* **Work required**:
Which lines of the entries contain the string "spaces"? Copy each of them.

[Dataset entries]
= = = =

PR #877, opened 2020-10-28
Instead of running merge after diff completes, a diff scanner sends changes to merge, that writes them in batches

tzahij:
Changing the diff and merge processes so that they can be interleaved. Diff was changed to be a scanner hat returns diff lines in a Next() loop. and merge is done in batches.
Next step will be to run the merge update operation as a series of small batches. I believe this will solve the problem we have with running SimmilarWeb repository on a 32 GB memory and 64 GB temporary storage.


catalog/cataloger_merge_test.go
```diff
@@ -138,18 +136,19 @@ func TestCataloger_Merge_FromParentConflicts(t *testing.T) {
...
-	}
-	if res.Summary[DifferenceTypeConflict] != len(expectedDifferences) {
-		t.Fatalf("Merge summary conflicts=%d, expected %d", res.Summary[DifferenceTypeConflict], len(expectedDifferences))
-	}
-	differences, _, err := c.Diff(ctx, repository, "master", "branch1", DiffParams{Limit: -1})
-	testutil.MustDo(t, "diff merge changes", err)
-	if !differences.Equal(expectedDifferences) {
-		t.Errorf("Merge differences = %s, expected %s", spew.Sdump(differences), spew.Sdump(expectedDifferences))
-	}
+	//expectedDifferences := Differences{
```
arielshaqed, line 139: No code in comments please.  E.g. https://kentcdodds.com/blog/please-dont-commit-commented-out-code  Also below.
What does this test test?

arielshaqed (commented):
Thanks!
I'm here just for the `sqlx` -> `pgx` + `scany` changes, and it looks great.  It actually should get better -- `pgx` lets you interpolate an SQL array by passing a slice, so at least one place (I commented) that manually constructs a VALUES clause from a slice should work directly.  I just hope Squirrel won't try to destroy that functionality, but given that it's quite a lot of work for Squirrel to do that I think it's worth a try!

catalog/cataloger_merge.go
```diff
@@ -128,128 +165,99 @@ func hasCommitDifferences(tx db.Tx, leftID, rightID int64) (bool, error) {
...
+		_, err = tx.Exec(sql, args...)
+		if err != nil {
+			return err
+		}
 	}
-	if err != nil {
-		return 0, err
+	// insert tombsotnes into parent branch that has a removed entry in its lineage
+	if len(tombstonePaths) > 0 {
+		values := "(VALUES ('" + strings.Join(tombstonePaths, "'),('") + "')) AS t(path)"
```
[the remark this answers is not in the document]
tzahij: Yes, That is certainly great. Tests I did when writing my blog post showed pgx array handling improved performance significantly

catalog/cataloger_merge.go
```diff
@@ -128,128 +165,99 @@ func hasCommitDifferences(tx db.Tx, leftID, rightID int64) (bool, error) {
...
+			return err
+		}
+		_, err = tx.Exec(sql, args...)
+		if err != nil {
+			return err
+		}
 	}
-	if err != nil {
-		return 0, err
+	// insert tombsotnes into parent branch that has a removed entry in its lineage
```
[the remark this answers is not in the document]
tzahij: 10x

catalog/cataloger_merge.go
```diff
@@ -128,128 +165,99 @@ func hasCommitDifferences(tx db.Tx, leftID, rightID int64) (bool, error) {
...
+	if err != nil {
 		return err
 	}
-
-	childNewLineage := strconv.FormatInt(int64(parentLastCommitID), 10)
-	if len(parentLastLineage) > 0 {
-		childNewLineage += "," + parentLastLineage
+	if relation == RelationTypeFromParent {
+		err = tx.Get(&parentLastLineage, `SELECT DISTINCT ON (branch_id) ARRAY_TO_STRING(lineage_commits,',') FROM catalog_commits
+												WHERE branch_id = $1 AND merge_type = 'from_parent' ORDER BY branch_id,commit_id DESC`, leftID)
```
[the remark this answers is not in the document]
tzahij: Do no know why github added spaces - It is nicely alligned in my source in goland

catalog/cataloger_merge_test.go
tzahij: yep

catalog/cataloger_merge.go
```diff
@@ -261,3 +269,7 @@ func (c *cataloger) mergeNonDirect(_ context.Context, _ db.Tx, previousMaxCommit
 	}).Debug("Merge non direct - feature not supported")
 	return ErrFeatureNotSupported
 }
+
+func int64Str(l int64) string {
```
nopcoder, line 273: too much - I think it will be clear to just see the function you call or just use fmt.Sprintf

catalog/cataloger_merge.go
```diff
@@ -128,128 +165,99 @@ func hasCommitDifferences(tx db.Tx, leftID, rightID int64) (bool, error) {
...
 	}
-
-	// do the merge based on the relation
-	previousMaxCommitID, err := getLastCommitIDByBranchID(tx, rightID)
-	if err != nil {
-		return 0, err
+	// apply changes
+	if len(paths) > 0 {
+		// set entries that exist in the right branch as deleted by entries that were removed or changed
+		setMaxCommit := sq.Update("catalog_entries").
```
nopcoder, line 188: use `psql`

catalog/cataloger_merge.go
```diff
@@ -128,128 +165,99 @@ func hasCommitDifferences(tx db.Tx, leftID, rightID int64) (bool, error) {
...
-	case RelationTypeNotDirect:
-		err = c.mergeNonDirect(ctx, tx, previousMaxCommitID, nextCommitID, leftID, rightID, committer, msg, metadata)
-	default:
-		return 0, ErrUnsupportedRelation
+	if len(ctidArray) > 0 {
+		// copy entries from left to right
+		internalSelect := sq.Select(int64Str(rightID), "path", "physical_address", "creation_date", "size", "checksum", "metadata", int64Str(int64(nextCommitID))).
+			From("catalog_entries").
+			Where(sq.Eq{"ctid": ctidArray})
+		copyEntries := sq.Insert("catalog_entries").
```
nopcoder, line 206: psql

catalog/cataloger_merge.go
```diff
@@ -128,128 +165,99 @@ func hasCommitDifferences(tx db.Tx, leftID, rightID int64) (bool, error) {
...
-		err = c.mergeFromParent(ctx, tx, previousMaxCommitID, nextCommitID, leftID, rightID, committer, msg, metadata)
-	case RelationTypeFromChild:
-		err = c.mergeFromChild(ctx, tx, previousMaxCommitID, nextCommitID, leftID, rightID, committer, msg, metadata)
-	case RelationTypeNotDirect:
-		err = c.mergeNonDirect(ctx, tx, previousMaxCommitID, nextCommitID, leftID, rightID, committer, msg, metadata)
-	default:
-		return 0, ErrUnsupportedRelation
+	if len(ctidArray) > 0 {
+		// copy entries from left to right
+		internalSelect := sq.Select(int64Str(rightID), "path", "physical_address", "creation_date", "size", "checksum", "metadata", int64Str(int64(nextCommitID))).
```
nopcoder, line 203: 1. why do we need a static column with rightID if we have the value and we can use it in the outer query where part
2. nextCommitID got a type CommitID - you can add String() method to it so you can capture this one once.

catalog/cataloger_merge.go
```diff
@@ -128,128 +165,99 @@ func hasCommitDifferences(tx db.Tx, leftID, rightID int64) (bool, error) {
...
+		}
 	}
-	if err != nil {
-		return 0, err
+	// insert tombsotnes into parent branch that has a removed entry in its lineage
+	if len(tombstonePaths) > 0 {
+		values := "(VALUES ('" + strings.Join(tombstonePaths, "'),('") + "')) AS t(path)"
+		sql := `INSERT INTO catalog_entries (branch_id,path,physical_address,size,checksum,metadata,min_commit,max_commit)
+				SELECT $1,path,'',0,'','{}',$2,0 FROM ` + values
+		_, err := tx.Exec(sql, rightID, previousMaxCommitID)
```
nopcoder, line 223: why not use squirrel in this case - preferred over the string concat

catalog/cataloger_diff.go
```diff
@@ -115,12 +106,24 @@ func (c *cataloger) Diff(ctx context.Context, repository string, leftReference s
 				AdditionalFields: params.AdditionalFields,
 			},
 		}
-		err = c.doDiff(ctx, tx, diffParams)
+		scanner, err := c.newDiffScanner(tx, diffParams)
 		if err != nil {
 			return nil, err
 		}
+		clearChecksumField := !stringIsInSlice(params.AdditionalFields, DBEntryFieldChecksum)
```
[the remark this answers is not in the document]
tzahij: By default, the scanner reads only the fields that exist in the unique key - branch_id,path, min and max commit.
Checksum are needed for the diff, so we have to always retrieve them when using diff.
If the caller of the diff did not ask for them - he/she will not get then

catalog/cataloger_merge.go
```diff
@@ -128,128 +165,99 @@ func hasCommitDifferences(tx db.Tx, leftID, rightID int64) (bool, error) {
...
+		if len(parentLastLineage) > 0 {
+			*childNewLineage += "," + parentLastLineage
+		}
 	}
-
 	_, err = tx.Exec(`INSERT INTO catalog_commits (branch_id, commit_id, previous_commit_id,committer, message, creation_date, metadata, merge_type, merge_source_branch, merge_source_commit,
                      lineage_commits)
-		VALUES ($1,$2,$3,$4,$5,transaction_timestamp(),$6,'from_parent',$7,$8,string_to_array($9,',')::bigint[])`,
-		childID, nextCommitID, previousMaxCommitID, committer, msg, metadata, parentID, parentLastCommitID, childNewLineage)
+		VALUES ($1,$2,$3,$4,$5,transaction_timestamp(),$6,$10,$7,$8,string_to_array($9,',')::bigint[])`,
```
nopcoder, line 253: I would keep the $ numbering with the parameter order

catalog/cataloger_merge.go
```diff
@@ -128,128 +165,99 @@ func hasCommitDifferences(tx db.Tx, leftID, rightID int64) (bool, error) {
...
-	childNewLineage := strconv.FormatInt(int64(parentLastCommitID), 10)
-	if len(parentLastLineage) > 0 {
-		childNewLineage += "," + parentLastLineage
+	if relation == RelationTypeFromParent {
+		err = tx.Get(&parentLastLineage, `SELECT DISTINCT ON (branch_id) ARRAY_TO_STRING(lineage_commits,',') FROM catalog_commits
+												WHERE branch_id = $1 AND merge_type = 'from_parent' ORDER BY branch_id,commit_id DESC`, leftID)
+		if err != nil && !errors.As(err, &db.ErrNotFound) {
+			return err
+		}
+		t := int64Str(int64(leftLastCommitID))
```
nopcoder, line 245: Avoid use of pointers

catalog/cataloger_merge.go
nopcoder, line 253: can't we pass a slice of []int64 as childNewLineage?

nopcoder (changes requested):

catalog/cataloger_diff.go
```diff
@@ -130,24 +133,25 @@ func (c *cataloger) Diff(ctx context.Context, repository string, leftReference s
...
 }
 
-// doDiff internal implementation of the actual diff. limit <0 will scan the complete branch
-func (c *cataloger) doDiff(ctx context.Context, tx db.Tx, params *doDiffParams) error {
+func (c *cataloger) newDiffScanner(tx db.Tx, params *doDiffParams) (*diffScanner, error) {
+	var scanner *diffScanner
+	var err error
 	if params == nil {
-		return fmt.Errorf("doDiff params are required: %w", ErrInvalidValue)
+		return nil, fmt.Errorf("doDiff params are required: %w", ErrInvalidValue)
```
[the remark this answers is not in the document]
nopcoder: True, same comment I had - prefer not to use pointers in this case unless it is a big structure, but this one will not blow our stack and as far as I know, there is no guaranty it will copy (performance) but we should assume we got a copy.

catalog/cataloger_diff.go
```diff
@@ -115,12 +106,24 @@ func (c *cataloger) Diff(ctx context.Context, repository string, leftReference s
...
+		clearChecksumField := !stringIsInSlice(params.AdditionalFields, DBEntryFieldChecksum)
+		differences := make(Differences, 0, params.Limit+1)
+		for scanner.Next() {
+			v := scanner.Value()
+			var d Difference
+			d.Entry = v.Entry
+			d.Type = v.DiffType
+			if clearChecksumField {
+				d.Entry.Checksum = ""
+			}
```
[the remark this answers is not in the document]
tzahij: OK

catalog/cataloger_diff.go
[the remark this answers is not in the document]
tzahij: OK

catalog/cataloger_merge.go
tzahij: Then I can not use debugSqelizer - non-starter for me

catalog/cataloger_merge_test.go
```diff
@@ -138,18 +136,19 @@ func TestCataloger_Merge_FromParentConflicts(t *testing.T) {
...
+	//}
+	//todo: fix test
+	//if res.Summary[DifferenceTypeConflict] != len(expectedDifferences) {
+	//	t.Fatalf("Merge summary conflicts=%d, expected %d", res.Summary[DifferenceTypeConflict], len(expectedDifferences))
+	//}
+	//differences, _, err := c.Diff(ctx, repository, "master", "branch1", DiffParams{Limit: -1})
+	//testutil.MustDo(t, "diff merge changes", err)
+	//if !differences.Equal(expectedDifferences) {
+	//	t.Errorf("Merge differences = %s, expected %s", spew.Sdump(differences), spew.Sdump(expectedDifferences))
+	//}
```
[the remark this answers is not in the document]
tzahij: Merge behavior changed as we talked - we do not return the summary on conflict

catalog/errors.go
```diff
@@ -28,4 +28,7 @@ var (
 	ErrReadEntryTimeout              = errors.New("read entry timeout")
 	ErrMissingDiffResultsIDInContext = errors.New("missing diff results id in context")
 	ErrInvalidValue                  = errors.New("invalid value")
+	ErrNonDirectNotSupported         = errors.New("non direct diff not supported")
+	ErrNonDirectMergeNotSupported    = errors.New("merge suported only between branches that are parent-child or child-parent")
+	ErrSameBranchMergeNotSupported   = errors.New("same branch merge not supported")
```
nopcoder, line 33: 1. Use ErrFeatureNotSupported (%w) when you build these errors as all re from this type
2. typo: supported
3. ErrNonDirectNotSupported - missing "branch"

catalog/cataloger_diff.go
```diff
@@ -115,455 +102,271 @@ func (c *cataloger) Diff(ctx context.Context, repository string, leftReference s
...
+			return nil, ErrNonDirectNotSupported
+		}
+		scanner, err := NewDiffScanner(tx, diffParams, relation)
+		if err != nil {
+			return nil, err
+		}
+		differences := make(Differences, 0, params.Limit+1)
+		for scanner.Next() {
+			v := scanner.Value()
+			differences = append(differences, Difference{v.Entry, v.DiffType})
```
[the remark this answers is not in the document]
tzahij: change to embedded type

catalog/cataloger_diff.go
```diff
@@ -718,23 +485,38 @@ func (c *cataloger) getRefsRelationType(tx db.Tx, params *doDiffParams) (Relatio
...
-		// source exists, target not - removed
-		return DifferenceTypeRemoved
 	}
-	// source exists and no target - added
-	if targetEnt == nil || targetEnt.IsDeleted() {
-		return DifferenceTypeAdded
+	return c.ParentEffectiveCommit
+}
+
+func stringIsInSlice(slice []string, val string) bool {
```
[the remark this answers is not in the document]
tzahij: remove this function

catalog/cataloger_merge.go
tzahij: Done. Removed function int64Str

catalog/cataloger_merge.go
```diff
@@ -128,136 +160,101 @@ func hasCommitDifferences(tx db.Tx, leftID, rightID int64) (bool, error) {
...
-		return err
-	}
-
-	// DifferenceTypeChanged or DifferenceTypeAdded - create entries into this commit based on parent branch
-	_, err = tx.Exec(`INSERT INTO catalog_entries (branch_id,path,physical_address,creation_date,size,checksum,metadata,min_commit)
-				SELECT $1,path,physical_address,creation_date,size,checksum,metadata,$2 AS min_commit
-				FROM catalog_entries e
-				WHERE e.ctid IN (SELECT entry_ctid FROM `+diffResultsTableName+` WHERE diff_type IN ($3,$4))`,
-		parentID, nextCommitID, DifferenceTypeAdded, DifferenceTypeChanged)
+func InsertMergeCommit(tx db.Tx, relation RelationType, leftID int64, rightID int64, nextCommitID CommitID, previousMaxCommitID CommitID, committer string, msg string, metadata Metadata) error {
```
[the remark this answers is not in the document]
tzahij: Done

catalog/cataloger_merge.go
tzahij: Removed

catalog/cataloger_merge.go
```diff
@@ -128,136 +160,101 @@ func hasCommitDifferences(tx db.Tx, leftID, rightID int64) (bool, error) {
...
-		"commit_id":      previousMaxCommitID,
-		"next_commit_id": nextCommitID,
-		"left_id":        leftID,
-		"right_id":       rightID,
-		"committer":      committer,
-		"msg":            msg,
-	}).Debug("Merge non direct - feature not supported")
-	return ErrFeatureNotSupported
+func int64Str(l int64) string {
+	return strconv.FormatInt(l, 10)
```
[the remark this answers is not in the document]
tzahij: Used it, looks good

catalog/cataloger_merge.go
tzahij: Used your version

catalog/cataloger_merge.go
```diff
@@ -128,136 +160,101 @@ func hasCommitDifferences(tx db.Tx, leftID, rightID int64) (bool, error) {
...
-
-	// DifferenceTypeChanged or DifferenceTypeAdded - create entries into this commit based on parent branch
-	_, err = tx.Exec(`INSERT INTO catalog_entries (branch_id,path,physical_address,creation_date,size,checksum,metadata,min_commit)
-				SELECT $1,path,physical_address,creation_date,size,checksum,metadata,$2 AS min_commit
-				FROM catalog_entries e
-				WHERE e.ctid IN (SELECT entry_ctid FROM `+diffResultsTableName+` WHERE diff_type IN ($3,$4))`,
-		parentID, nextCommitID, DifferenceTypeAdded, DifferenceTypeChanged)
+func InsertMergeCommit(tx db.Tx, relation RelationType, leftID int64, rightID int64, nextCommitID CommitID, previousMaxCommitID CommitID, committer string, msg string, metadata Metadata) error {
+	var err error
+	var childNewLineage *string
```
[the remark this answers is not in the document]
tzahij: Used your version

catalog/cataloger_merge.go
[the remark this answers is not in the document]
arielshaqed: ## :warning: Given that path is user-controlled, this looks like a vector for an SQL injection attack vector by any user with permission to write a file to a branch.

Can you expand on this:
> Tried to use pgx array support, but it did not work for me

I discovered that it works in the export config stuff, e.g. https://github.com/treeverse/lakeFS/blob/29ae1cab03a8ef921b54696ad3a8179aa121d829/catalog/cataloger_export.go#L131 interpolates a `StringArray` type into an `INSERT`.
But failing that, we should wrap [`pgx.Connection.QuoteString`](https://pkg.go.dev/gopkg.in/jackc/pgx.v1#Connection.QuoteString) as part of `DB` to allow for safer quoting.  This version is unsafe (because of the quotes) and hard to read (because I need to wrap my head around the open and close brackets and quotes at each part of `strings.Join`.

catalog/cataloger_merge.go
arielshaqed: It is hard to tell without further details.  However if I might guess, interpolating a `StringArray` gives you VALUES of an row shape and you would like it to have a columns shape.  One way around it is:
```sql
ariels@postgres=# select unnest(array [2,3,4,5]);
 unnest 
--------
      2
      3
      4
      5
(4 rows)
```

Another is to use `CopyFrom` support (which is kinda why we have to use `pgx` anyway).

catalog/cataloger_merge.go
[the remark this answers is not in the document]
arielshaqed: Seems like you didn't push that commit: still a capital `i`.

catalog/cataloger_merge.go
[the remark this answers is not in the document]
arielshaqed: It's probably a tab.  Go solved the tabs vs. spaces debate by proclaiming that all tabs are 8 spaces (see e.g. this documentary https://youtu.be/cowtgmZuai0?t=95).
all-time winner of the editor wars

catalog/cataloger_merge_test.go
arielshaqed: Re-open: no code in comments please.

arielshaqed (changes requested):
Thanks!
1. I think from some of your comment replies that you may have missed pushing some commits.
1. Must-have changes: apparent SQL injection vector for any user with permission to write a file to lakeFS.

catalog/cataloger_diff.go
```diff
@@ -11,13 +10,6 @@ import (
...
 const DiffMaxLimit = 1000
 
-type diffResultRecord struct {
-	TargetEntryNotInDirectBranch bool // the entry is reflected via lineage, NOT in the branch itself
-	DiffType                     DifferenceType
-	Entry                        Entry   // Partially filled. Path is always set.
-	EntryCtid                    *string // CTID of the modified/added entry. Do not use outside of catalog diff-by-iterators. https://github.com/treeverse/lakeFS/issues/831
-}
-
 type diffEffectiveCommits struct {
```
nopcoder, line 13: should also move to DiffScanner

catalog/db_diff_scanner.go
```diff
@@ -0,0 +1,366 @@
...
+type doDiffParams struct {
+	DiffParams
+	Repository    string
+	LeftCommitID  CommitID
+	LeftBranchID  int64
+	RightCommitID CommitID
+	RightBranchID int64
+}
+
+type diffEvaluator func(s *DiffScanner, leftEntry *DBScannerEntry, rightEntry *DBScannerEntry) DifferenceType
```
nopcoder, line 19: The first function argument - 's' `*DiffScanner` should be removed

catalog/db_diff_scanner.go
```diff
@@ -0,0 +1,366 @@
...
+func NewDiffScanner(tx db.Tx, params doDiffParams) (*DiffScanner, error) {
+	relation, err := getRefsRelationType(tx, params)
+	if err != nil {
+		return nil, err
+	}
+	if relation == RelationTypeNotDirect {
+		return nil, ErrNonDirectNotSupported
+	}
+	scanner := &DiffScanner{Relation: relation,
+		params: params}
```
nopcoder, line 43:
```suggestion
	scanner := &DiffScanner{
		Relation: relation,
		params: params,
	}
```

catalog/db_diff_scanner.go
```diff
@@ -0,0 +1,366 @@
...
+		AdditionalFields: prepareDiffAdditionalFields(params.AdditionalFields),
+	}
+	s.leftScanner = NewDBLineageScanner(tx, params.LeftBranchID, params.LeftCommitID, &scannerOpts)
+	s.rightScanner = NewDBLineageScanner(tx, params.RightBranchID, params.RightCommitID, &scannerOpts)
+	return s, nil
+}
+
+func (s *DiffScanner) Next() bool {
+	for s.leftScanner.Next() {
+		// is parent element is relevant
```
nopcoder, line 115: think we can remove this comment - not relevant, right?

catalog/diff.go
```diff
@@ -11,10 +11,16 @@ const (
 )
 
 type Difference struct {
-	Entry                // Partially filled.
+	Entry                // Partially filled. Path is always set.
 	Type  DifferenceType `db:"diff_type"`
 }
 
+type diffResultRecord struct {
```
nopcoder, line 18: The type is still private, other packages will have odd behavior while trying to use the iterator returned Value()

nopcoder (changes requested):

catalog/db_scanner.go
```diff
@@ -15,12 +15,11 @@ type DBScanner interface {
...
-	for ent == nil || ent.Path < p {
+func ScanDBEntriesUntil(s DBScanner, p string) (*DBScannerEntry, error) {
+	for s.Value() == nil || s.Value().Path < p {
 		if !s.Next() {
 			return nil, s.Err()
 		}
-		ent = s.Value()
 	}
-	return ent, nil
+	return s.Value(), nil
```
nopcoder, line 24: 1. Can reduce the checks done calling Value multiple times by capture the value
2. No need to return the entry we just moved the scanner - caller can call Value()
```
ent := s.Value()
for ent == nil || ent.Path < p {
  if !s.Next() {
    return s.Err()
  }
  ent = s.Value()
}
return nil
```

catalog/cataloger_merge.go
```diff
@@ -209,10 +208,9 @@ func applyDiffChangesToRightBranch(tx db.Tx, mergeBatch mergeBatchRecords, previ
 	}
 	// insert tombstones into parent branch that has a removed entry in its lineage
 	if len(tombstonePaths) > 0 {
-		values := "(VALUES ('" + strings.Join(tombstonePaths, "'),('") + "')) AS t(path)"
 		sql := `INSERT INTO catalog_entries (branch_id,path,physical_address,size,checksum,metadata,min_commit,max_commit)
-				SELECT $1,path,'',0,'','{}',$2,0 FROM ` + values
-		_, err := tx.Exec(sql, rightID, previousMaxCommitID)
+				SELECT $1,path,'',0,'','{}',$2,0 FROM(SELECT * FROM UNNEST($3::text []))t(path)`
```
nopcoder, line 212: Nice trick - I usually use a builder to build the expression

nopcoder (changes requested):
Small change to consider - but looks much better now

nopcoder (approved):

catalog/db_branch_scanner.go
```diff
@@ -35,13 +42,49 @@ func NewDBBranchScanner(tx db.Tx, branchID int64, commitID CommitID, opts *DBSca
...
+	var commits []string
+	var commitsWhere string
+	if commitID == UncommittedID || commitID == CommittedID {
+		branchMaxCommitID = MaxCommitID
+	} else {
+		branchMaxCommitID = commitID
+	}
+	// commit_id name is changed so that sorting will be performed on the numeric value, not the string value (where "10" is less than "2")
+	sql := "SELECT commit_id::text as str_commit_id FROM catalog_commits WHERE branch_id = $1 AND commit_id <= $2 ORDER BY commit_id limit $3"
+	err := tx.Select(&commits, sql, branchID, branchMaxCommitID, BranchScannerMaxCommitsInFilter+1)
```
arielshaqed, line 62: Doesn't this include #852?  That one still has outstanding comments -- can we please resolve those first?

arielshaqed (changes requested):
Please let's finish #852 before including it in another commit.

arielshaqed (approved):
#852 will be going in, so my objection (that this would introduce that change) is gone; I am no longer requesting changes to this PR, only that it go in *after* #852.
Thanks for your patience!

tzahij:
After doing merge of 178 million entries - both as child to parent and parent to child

= = = =

* **Written response**:
tzahij: Do no know why github added spaces - It is nicely alligned in my source in goland
arielshaqed: It's probably a tab.  Go solved the tabs vs. spaces debate by proclaiming that all tabs are 8 spaces (see e.g. this documentary https://youtu.be/cowtgmZuai0?t=95).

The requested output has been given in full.